Abstract

Retrospective review of a series of adolescent idiopathic scoliosis patients. To perform a 3-dimensional (3D) analysis of patients with thoracic scoliosis to identify differences in the thoracic sagittal alignment measured from the standard lateral projection as compared to the "true lateral" view. It has been difficult to clinically obtain radiographs in the planes of maximum spinal deformity. Recently, 3D models of the spine have been developed using biplanar radiographic reconstructions that allow a more accurate assessment of spinal alignment. Three-dimensional spinal reconstructions using biplanar radiographs were used to evaluate the apical thoracic sagittal profile. A measurement of sagittal curvature from 2 vertebral levels above and below the thoracic apex (5 vertebrae) was recorded from the standard lateral view. The 3D reconstructions were then rotated to achieve a "true lateral" view of the apical thoracic vertebra and the sagittal apical curvature was remeasured. The difference in the 2 measures of sagittal thoracic apical alignment was compared using repeated measures ANOVA, and then correlated to the coronal thoracic Cobb magnitude using a Pearson correlation analysis (P < 0.05). Sixty-six adolescent idiopathic scoliosis patients with right thoracic scoliosis (Cobb averaged 47 degrees +/- 10 degrees ) were evaluated.

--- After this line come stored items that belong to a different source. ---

PR #4190, opened 2025-04-14
EMSUSD-2232 - Avoids rebuilding cache when trying to getProxyShape

AramAzhari-adsk:
This update the getProxyShape() util function to avoid rebuilding cache by default.

### DIFF
--- a/lib/mayaUsd/ufe/Utils.cpp
+++ b/lib/mayaUsd/ufe/Utils.cpp
@@ -273,8 +273,8 @@ MayaUsdProxyShapeBase* getProxyShape(const Ufe::Path& path)
     if (!TF_VERIFY(!path.empty())) {
         return nullptr;
     }
-
-    return UsdStageMap::getInstance().proxyShapeNode(path);
+    const bool rebuildCacheIfNeeded = false;
+    return UsdStageMap::getInstance().proxyShapeNode(path, rebuildCacheIfNeeded);
 }
 
 SdfPath getProxyShapePrimPath(const Ufe::Path& path)
--- a/lib/mayaUsd/ufe/Utils.cpp
+++ b/lib/mayaUsd/ufe/Utils.cpp
@@ -273,8 +273,15 @@ MayaUsdProxyShapeBase* getProxyShape(const Ufe::Path& path)
     if (!TF_VERIFY(!path.empty())) {
         return nullptr;
     }
-    const bool rebuildCacheIfNeeded = false;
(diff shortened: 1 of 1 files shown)


lib/mayaUsd/ufe/Utils.cpp
```diff
@@ -273,8 +273,8 @@ MayaUsdProxyShapeBase* getProxyShape(const Ufe::Path& path)
     if (!TF_VERIFY(!path.empty())) {
         return nullptr;
     }
-
-    return UsdStageMap::getInstance().proxyShapeNode(path);
+    const bool rebuildCacheIfNeeded = false;
+    return UsdStageMap::getInstance().proxyShapeNode(path, rebuildCacheIfNeeded);
```
seando-adsk, line 277: What happens if the stage map is dirty and we cannot find the proxy shape (I guess this would be the case if the proxy shape was just created).

AramAzhari-adsk: @seando-adsk  The current scenarios that this function is getting called are time not sensitive so it should already be ready by the time this is getting called. 

Here are the scenarios:

PrimUpdaterManager:
- mergeToUsd
- editAsMaya
- discardPrimEdits
- duplicate
- duplicateToMaya
- duplicateToUsd

LayerEditor:
- getChildProxyShape
- selectionChanged

My understanding is that the `rebuildCacheIfNeeded` was added to `proxyShapeNode` to turn off the force rebuild for one case without having to assess if all other cases would benefit from it or not. So far, it seems those are all working.

We have a choice of isolating this to only `StageSelectorWidget::selectionChanged()` but I think the change is minimal enough since all the unit tests are passing we can let it soak and if any regressions occur we can still do that.

AramAzhari-adsk: @seando-adsk Should we display a debug message if it the result is null ?

seando-adsk (approved):

lib/mayaUsd/ufe/Utils.cpp
seando-adsk: No, I don't think a message is needed.

AramAzhari-adsk:
Fails on Linux Interactive for these tests which are unrelated:

```
17:16:02      The following tests FAILED:
17:16:02      	127 - testProxyShapeDrawPerformance (Timeout)
17:16:02      	130 - testVP2RenderDelegateMaterialX (Timeout)
17:16:02      	254 - testUsdImportXforms (Timeout)
17:16:02      Errors while running CTest
```

Re-running just in case.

The apical thoracic sagittal curvature in the standard lateral view averaged 11 degrees +/- 10 degrees of kyphosis (range: -8 degrees to 38 degrees ). This was statistically greater (P < 0.001) than the apical sagittal curvature in the "true lateral" view that averaged 1 degrees +/- 9 degrees (range:-23 degrees to 22 degrees ). The standard lateral view was rotated an average of 13 degrees +/- 4 degrees to achieve the ideal lateral view of the thoracic apex. This 3D analysis of thoracic scoliosis demonstrated a consistent loss of kyphosis within the 5 thoracic apical vertebrae. The true apical sagittal profile was found to be overestimated by an average of 10 degrees as compared to the perceived alignment from standard lateral radiographs.